Venerdì 22 Febbraio 2019 di Domenico Ambrosino
La processione dei Misteri che si tiene a Procida il giorno del Venerdì Santo registrerà quest'anno molto probabilmente una clamorosa novità. A trasportare a braccio le pesanti tavole iconografiche, che rappresentano episodi della vita, passione e morte del Cristo, insieme ai giovani isolani ci saranno anche le ragazze. È un tabù che cade dopo quattro secoli, da quando agli inizi del 1600 la processione fu promossa dai Gesuiti nell'isola. Le due associazioni procidane dei «Ragazzi dei Misteri» e «L'isola dei Misteri», composte dai giovani che progettano, costruiscono e portano i Misteri pasquali, hanno chiesto ufficialmente alle autorità laiche e religiose della Congrega dei Turchini (che organizza la manifestazione) e della Curia di Napoli da cui la Chiesa procidana dipende la partecipazione attiva delle ragazze al sacro rito.
 
«Da anni scrivono i ragazzi siamo sollecitati, addirittura assillati, da bambine e giovanette dalla possibilità di essere accolte e coinvolte nella costruzione e trasporto dei Misteri.

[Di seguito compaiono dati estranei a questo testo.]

PR #3085, opened 2020-11-02
EIP-3085: wallet_addEthereumChain

rekmarks:
Rendered file: https://github.com/rekmarks/EIPs/blob/2016/EIPS/eip-3085.md

This PR adds EIP-3085, which introduces the `wallet_addEthereumChain` RPC method. It's basically [EIP-2015](https://github.com/ethereum/EIPs/blob/master/EIPS/eip-2015.md), without requiring the network to be switched.

I think 2015 is a great idea, but wallets may desire an RPC method that only adds a chain, without requiring that the network is changed. For example, allowing dapps to request network changes is bound to cause UX issues, especially as we see dapps moving to different layer 2 chains.

2015 and 3085 can proceed independently of each other.

Co-author credits go to @pedrouid

### DIFF
--- a/EIPS/eip-2016.md
+++ b/EIPS/eip-2016.md
@@ -2,7 +2,7 @@
 eip: 2016
 title: Wallet Add Ethereum Chain RPC Method (`wallet_addEthereumChain`)
 author: Erik Mars (@rekmarks), Pedro Gomes (@pedrouid)
-discussions-to: https://github.com/ethereum/EIPs/issues/
+discussions-to: https://github.com/ethereum/EIPs/issues/3086
 status: Draft
 type: Standards Track
 category: Interface
--- a/EIPS/eip-2016.md
+++ b/EIPS/eip-2016.md
@@ -1,7 +1,7 @@
 ---
 eip: 2016
 title: Wallet Add Ethereum Chain RPC Method (`wallet_addEthereumChain`)
-author: Erik Mars (@rekmarks), Pedro Gomes (@pedrouid)
+author: Erik Marks (@rekmarks), Pedro Gomes (@pedrouid)
 discussions-to: https://github.com/ethereum/EIPs/issues/3086
 status: Draft
 type: Standards Track
--- a/EIPS/eip-2016.md
+++ b/EIPS/eip-2016.md
@@ -2,7 +2,7 @@
 eip: 2016
 title: Wallet Add Ethereum Chain RPC Method (`wallet_addEthereumChain`)
 author: Erik Mars (@rekmarks), Pedro Gomes (@pedrouid)
-discussions-to: about:blank
+discussions-to: https://github.com/ethereum/EIPs/issues/
 status: Draft
 type: Standards Track
 category: Interface
--- a/EIPS/eip-2016.md
+++ b/EIPS/eip-2016.md
@@ -71,8 +71,8 @@ Only the `chainId` is required per this specification, but a wallet **MAY** requ
 - `rpcUrl`
   - If provided, **MUST** specify the URL of the RPC endpoint used to communicate with the chain.
 
-All URL string fields **SHOULD** include the protocol component of the URL.
-If the protocol of the URL is HTTP, HTTPS **SHOULD** be used, and the `https://` prefix **SHOULD** be included.
+All URL string fields **MUST** include the protocol component of the URL.
+If the protocol of the URL is HTTP, HTTPS **SHOULD** be used.
 
 #### Returns
 
--- a/EIPS/eip-2016.md
+++ b/EIPS/eip-2016.md
@@ -1,0 +1,237 @@
+---
+eip: 2016
+title: Wallet Add Ethereum Chain RPC Method (`wallet_addEthereumChain`)
+author: Erik Mars (@rekmarks), Pedro Gomes (@pedrouid)
+discussions-to: about:blank
+status: Draft
+type: Standards Track
+category: Interface
+created: 2020-11-01
+requires: 155, 695
+---
+
+## Abstract
+
+The `wallet_addEthereumChain` RPC method allows Ethereum applications ("dapps") to suggest chains to be added to the wallet application.
+The caller must specify a chain ID and some chain metadata.
+The wallet application may arbitrarily refuse or accept the request.
+`true` is returned if the chain was added, and an error otherwise.
+
+Important cautions for implementers of this method are included in the [Security Considerations](#security-considerations) section.
+
+## Motivation
+
+Although Mainnet is by far the most important, a dapp may require the user to interact with other Ethereum chains in order to function.
+Such a chain may or may not be supported by the user's wallet application.
+`wallet_addEthereumChain` enables dapps to request any necessary chains to be added to the user's wallet.
+This provides UX benefits for dapps and wallets that want to provide such functionality.
+
+## Specification
+
+The key words "MUST", "MUST NOT", "REQUIRED", "SHALL", "SHALL NOT", "SHOULD", "SHOULD NOT", "RECOMMENDED", "MAY", and "OPTIONAL" in this document are to be interpreted as described in [RFC-2119](https://www.ietf.org/rfc/rfc2119.txt).
+
+### `wallet_addEthereumChain`
+
+The method takes a `chainId` and some chain metadata, returning `true` if the chain was added to the wallet, and an error otherwise.
+
+The wallet **MAY** reject the request for any reason. The wallet **MUST** reject the request if the `chainId` is improperly formatted.
+
+> Note that this method makes **no** statement about whether the wallet should change the user's currently selected chain, if the wallet has a concept thereof.
+
+#### Parameters
+
+```typescript
+interface AddEthereumChainParams {
+  chainId: string;
+  blockExplorerUrl?: string;
+  chainName?: string;
+  nativeCurrency?: {
+    name: string;
+    symbol: string;
+    decimals: number;
+  };
+  rpcUrl?: string;
+}
+```
+
+Only the `chainId` is required per this specification, but a wallet **MAY** require any other fields listed, and impose additional requirements on them.
+
+- `chainId`
+  - **MUST** specify the integer ID of the chain as a hexadecimal string, per the [`eth_chainId`](./eip-695.md) Ethereum RPC method.
+- `blockExplorerUrl`
+  - If provided, **MUST** specify the URL of a block explorer web site for the chain.
+- `chainName`
+  - If provided, **MUST** specify a human-readable name for the chain.
+- `nativeCurrency`
+  - If provided, **MUST** describe the native currency of the chain using the `name`, `symbol`, and `decimals` fields.
+- `rpcUrl`
+  - If provided, **MUST** specify the URL of the RPC endpoint used to communicate with the chain.
+
+All URL string fields **SHOULD** include the protocol component of the URL.
+If the protocol of the URL is HTTP, HTTPS **SHOULD** be used, and the `https://` prefix **SHOULD** be included.
+
+#### Returns
+
+The method **MUST** return the boolean value `true` if the request was successful, and an error otherwise.
+
+If a chain with the provided parameters was already added, the request is considered successful, and the method **MUST** return the boolean value `true`.
+
+The wallet **MAY** define what it means for a chain to be "already added", but care should be taken to protect user security.
+The wallet **SHOULD NOT** allow the same `chainId` to be added multiple times.
+See [Security Considerations](#security-considerations) for more information.
+
+### Examples
+
+These examples use JSON-RPC, but the method could be implemented using other RPC protocols.
+
+To add the Goerli test chain:
+
+```json
+{
+  "id": 1,
+  "jsonrpc": "2.0",
+  "method": "wallet_addEthereumChain",
+  "params": [
+    {
+      "chainId": "0x5",
+      "chainName": "Goerli",
+      "rpcUrl": "https://goerli.infura.io/v3/406405f9c65348f99d0d5c27104b2213",
+      "nativeCurrency": {
+        "name": "Goerli ETH",
+        "symbol": "gorETH"
+      },
+      "blockExplorerUrl": "https://goerli.etherscan.io"
+    }
+  ]
+}
+```
+
+To add POA Network's xDAI chain:
+
+```json
+{
+  "id":1,
+  "jsonrpc": "2.0",
+  "method": "wallet_addEthereumChain",
+  "params": [
+    {
+      "chainId": "0x64",
+      "chainName": "xDAI Chain",
+      "rpcUrl": "https://dai.poa.network",
+      "nativeCurrency": {
+        "name": "xDAI",
+        "symbol": "xDAI",
+        "decimals": 18,
+      }
+    }
+  ]
+}
+```
+
+A success response:
+
+```json
+{
+  "id": 1,
+  "jsonrpc": "2.0",
+  "result": true
+}
+```
+
+A failure response:
+
+```json
+{
+  "id": 1,
+  "jsonrpc": "2.0",
+  "error": {
+    "code": 4001,
+    "message": "The user rejected the request."
+  }
+}
+```
+
+## Rationale
+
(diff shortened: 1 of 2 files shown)


danfinlay:
It might be nice to include a "request to switch network" method as part of the same proposal? Seems like only with both can we eliminate the situation where dapps have to instruct users how to make network-related selections within their wallet.

rekmarks:
@danfinlay, @MicahZoltu has convinced me that granularity is a virtue when it comes to EIPs, and I think the network switching should be in its own one. 2015 can then extend/bundle the two, as necessary. I noticed that the next free EIP number appears to be 2017 😉

EIPS/eip-2016.md
```diff
@@ -0,0 +1,241 @@
+---
+eip: 2016
+title: Wallet Add Ethereum Chain RPC Method (`wallet_addEthereumChain`)
+author: Erik Mars (@rekmarks), Pedro Gomes (@pedrouid)
```
danfinlay, line 4:
```suggestion
author: Erik Marks (@rekmarks), Pedro Gomes (@pedrouid)
```

rekmarks: Haha, thanks!

pedrouid:
I've opened a PR to update EIP-2015 to have closer standardization with this EIP
_____________________________________________________________________________________________________

Something that I'm reconsidering whether or not it's a reasonable parameter is `blockExplorerUrl`. The whole point of these EIPs or more specifically ERCs is to expand interoperability by reaching an agreement in interfaces.

Applications can permissionessly interface with each other given that standards are followed and become interoperable.

However this wouldn't be true for `blockExporerUrl` UNLESS we actually had blockchain explorers agree on an API.

What is the value of providing that url if you are not aware of the API for that website? How is the wallet going to simply link transactions, adresses, tokens, contracts, etc??

### Examples

#### Blocks
Blockscout (chainId=100) -> https://blockscout.com/poa/xdai/blocks/<BLOCK_HASH_OR_HEIGHT>
Etherscan (chainId=1) -> https://etherscan.io/block/<BLOCK_HASH_OR_HEIGHT>
Etherchain (chainId=1) -> https://etherchain.org/block/<BLOCK_HASH_OR_HEIGHT>
Ethplorer (chainId=1) -> unsupported

Etherscan and Etherchain are in consensus but Blockscout uses `/blocks` endpoint instead and Ethplorer doesn't have a page for blocks so returns 404 not found.

#### Transactions
Blockscout (chainId=100) -> https://blockscout.com/poa/xdai/tx/<TX_HASH>
Etherscan (chainId=1) -> https://etherscan.io/tx/<TX_HASH>
Etherchain (chainId=1) -> https://etherchain.org/tx/<TX_HASH>
Ethplorer (chainId=1) -> https://ethplorer.io/tx/<TX_HASH>

All block explorers are in consensus for transactions endpoint.

#### Accounts
Blockscout (chainId=100) -> https://blockscout.com/poa/xdai/address/<ACCOUNT_ADDRESS>
Etherscan (chainId=1) -> https://etherscan.io/address/<ACCOUNT_ADDRESS>
Etherchain (chainId=1) -> https://etherchain.org/account/<ACCOUNT_ADDRESS>
Ethplorer (chainId=1) -> https://ethplorer.io/address/<ACCOUNT_ADDRESS>

All block explorers are in consensus for accounts endpoint except Etherchain which uses `/account` endpoint instead

#### ERC-20 Tokens
Blockscout (chainId=100) -> https://blockscout.com/poa/xdai/tokens/<TOKEN_ADDRESS>
Etherscan (chainId=1) -> https://etherscan.io/token/<TOKEN_ADDRESS>
Etherchain (chainId=1) -> https://etherchain.org/token/<TOKEN_ADDRESS>
Ethplorer (chainId=1) -> https://ethplorer.io/address/<TOKEN_ADDRESS>

Etherscan and Etherchain are in consensus but Blockscout uses `/tokens` endpoint instead and Ethplorer doesn't have a page for tokens so redirects to accounts page (`/address`).

**CONCLUSION:** Some block explorers do share the same API but there are still inconsistencies and in order to make the `blockExplorerUrl` suitable to be included as part of this EIP I would suggest writing an EIP for block explorer endpoints that would be required by this EIP.

pedrouid:
Anyway instead of talking... I've created a draft for this issue which I believe will be very valuable for Wallet development and additionally for this EIP

https://github.com/ethereum/EIPs/pull/3091

EIPS/eip-2016.md
```diff
@@ -0,0 +1,241 @@
...
+  - If provided, **MUST** specify the URL of a block explorer web site for the chain.
+- `chainName`
+  - If provided, **MUST** specify a human-readable name for the chain.
+- `nativeCurrency`
+  - If provided, **MUST** describe the native currency of the chain using the `name`, `symbol`, and `decimals` fields.
+- `rpcUrl`
+  - If provided, **MUST** specify the URL of the RPC endpoint used to communicate with the chain.
+
+All URL string fields **MUST** include the protocol component of the URL.
+If the protocol of the URL is HTTP, HTTPS **SHOULD** be used.
```
MicahZoltu, line 75:
```suggestion
HTTPS **SHOULD** be used.
```
I'm not sure if this is what you meant or not, but it definitely seems wrong to say that "if HTTP is explicitly supplied, ignore it and use HTTPS instead".  If that is really what you mean, why not instead say that `HTTPS **MUST** be used if available, even if the URL provided is HTTP` or something?

EIPS/eip-2016.md
```diff
@@ -0,0 +1,241 @@
...
+```json
+{
+  "id": 1,
+  "jsonrpc": "2.0",
+  "method": "wallet_addEthereumChain",
+  "params": [
+    {
+      "chainId": "0x5",
+      "chainName": "Goerli",
+      "rpcUrl": "https://goerli.infura.io/v3/406405f9c65348f99d0d5c27104b2213",
```
MicahZoltu, line 102: This isn't a valid API key is it?  If so, you should probably roll your keys.  😬

EIPS/eip-2016.md
```diff
@@ -0,0 +1,241 @@
...
+      "nativeCurrency": {
+        "name": "Goerli ETH",
+        "symbol": "gorETH"
+      },
```
MicahZoltu, line 106: `decimals` isn't optional in the spec, but it is left out here so at the moment this is invalid.

EIPS/eip-2016.md
```diff
@@ -0,0 +1,241 @@
...
+
+The wallet **MAY** reject the request for any reason. The wallet **MUST** reject the request if the `chainId` is improperly formatted.
+
+> Note that this method makes **no** statement about whether the wallet should change the user's currently selected chain, if the wallet has a concept thereof.
+
+#### Parameters
+
+```typescript
+interface AddEthereumChainParams {
+  chainId: string;
```
MicahZoltu, line 49: Why is this a string?  `chainId` is *always* a number I believe, and passing it as a string just makes using this API harder.

EIPS/eip-2016.md
```diff
@@ -0,0 +1,241 @@
...
+  - If provided, **MUST** describe the native currency of the chain using the `name`, `symbol`, and `decimals` fields.
+- `rpcUrl`
+  - If provided, **MUST** specify the URL of the RPC endpoint used to communicate with the chain.
+
+All URL string fields **MUST** include the protocol component of the URL.
+If the protocol of the URL is HTTP, HTTPS **SHOULD** be used.
+
+#### Returns
+
+The method **MUST** return the boolean value `true` if the request was successful, and an error otherwise.
```
MicahZoltu, line 79: `Promise<true>` seems a bit silly, why not just `Promise<void>`?

EIPS/eip-2016.md
```diff
@@ -0,0 +1,241 @@
...
+For [security reasons](#security-considerations), a wallet should always attempt to validate the chain metadata provided by the dapp, and may choose to fetch the metadata elsewhere entirely.
+Either way, there's no way to know what the wallet will _need_ with respect to the chain metadata.
+Therefore, all parameters except `chainId` are listed as optional, even though a wallet may require them in practice.
+
+This specification does not mandate that the wallet "switches" its active chain, if the result is successful.
+
+For related work, see [EIP-2015](./eip-2015.md).
+
+For requests of this feature in the community, see e.g. [this GitHub issue](https://github.com/MetaMask/metamask-extension/issues/3604).
+
```
MicahZoltu, line 177:
```suggestion
```
This is just history, not of value to a reader 5-10 years in the future reading this specification (target audience).  Also, would be more appropriate in Motivation not Rationale (though not really appropriate anywhere IMO).

EIPS/eip-2016.md
MicahZoltu: Perhaps the issue is that JSON-RPC doesn't have a `void` result type?  In that case, I recommend `null` as a sentinel value rather than `true` as returning `true` implies to the reader that `false` is also an option.

EIPS/eip-2016.md
MicahZoltu: Found the answer, and I disagree with it:
> It should be submitted as a `0x`-prefixed hexadecimal string per [EIP-695](./eip-695.md), and parse to an integer number.

695 had chainId as a hex string because at the time it was effectively a uint256, which cannot be reliably decoded across all languages if encoded in json as a number.  However, I think that since then chainId has been narrowed to a uint32 (I forget where) so we no longer need to encode it as a string on the wire, and we should avoid encoding things as strings where we can.

EIPS/eip-2016.md
```diff
@@ -0,0 +1,241 @@
...
+`wallet_addEthereumChain` is a powerful method that exposes the end user to serious risks if implemented incorrectly.
+Most of these risks can be avoided by validating the request data in the wallet, and clearly disambiguating different chains in the wallet UI.
+
+### Chain IDs
+
+Since the chain ID used for signing determines which chain a transaction is valid for, handling the chain ID correctly is of utmost importance.
+The wallet should:
+
+- Ensure that a submitted chain ID is valid.
+  - It should be submitted as a `0x`-prefixed hexadecimal string per [EIP-695](./eip-695.md), and parse to an integer number.
```
MicahZoltu, line 189: This should be in the Rationale, not Security Considerations.

EIPS/eip-2016.md
```diff
@@ -0,0 +1,241 @@
...
+- Prevent the same chain ID from being added multiple times, for example with different RPC URLs.
+- Only use the submitted chain ID to sign transactions, **never** a chain ID received from an RPC endpoint.
+  - A malicious or faulty endpoint could return arbitrary chain IDs, and potentially cause the user to sign transactions for unintended chains.
+- Verify that the specified chain ID matches the return value of `eth_chainId` from the endpoint.
+  - This should be done before any other interactions with the endpoint.
```
MicahZoltu, line 194: It feels like this should be done before responding to `wallet_addEthereumChain`.  Consider moving this up to the specification as a hard requirement.

EIPS/eip-2016.md
```diff
@@ -0,0 +1,241 @@
...
+### Validating Chain Data
+
+A wallet that implements `wallet_addEthereumChain` should expect to encounter requests for chains completely unknown to the wallet maintainers.
+That said, community resources exist that can be leveraged to verify requests for many Ethereum chains.
+The wallet should maintain a list of known chains, and verify requests add chains against that list, perhaps preferring data from the list over data submitted with a `wallet_addEthereumChain` request.
+
+At present, such community resources include:
+
+- [chainId.network](https://chainid.network)
+
```
MicahZoltu, line 229:
```suggestion
```
The chances that this website will stand the test of time are low, so it really shouldn't be included in the EIP.  Content like this should be made available to users elsewhere on the internet, just not in the specification document.  Keep in mind, the EIP is purely a specification, it is not a best practices, tutorial, help site, FAQ, etc.  The EIP should be kept as simple as possible and focus only on the specification itself and not worry itself with assisting users in actually implementing anything (that is better suited for a blog or forum post).

EIPS/eip-2016.md
```diff
@@ -0,0 +1,241 @@
...
+## References
+
+- [chainId.network](https://chainid.network)
+- Related EIPs
+  - [EIP-155: Simple replay attack protection](./eip-155.md)
+  - [EIP-695: Create `eth_chainId` method for JSON-RPC](./eip-695.md)
+  - [EIP-1102: Opt-in Account Exposure](./eip-1102.md)
+  - [EIP-2015: Wallet Update Chain JSON-RPC Method (`wallet_updateChain`)](./eip-2015.md)
+
```
MicahZoltu, line 238:
```suggestion
```
This is not an official EIP section, and we tend to avoid non-standard sections whenever possible.  I believe all of these are already linked inline, so this section doesn't provide any additional value to the EIP and the content probably should be removed.

MicahZoltu (approved):
I left a bunch of comments, but nothing blocking getting this merged.

I am a little concerned about the cherry picked EIP number.  We have had problems with users picking EIP numbers in the past as people do bad things in order to get vanity numbers so my preference is to disallow any number picking.  That being said, I don't have a *specific* argument against this particular selection and in the past the editors have ruled on the side of being more permissive than I about EIP number selection.

If you want this to be merged by me right away, change the EIP number to 3085 (in the frontmatter and in the file name).  If you really are set on 2016, you can wait until I get more feedback from other editors.

pedrouid:
Just got EIP-3091 merged... I will include it as requirement for EIP-2015... You should also include it for EIP-2016 @rekmarks

EIPS/eip-2016.md
rekmarks: If it is, it's not mine 😅 

I believe I copypasted it from @pedrouid's examples in EIP-2015.

EIPS/eip-2016.md
rekmarks: IMO, that ship has sailed. `eth_chainId` has always returned a hex string, and whatever benefits there are to encoding it as a `number` are overshadowed by the drawbacks of different RPC methods specifying different encodings for the same value. I'd much rather we live with what we have.

EIPS/eip-2016.md
rekmarks: I'll just remove it, since the definition of a valid `chainId` is already specified in the "Parameters" section.

rekmarks:
All feedback addressed, @MicahZoltu and @pedrouid.

If I didn't respond with a comment, I always attempted to fix the problem directly in the EIP.

MicahZoltu (approved):

MicahZoltu:
Hmm, something seems to be broken with GitHub status checks.  Travis is green, yet GitHub says it is pending.  Will check again later and kick it again if it doesn't self resolve.

BelfordZ:
Any chance you could add an OpenRPC definition of the method? I need json schemas for this to add it.

MicahZoltu:
@BelfordZ You should ask over in the `discussions-to` link: https://github.com/ethereum/EIPs/issues/3086

EIPS/eip-3085.md
```diff
@@ -0,0 +1,234 @@
...
+  - The confirmation used in [EIP-1102](./eip-1102.md) may serve as a point of reference.
+- Ensure that any chain metadata, such as `nativeCurrency` and `blockExplorerUrl`, are validated and used to maximum effect in the UI.
+- If the wallet UI has a concept of a "currently selected" or "currently active" chain, ensure that the user understands when a chain added using `wallet_addEthereumChain` becomes selected.
+
+### Validating Chain Data
+
+A wallet that implements `wallet_addEthereumChain` should expect to encounter requests for chains completely unknown to the wallet maintainers.
+That said, community resources exist that can be leveraged to verify requests for many Ethereum chains.
+The wallet should maintain a list of known chains, and verify requests add chains against that list.
+Indeed, unless there are good reasons not to, the wallet should _prefer its own chain metadata_ over anything submitted with a `wallet_addEthereumChain` request.
```
danfinlay, line 230: Possible amendment:

```suggestion
Indeed, unless there are good reasons not to, the wallet should _make clear to the user the existence of any previously configured chain metadata_ over anything submitted with a subsequent `wallet_addEthereumChain` request.
```

This
- Avoids being overly zealous about wallet defaults, and leaves a friendly path to users adding new custom providers.
- Extends the concern to include any pre-loaded chain metadata, not just wallet-developer provided metadata.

Ma abbiamo dovuto sempre deluderle, dando loro risposte approssimative, perché finora esiste ancora un veto, di cui non si comprendono le motivazioni, da parte delle autorità organizzatrici». In verità il veto alla partecipazione delle donne alla processione è caduto nel 2014, quando furono ammesse al corteo penitenziale le «consorelle», cioè le donne che nel frattempo si erano iscritte alle varie congreghe dell'isola, grazie ai nuovi regolamenti emanati dalla Chiesa. Ma la loro partecipazione finora resta ridotta a un ruolo secondario: le «consorelle» sfilano accanto alla statua della Madonna Addolorata, o si limitano a tenere in braccio il proprio «Angioletto», ma non prendono parte al trasporto dei Misteri, una «fatica» riservata solo ai maschi. «Ora spiega Giuseppe Lubrano, animatore dell'«Isola dei Misteri» - è tempo di cambiare. Noi che stiamo portando avanti un progetto didattico presso la scuola media locale proprio sulla ideazione e costruzione dei Misteri, abbiamo raccolto un vero e proprio grido da parte delle ragazze che chiedono di partecipare attivamente alla Processione».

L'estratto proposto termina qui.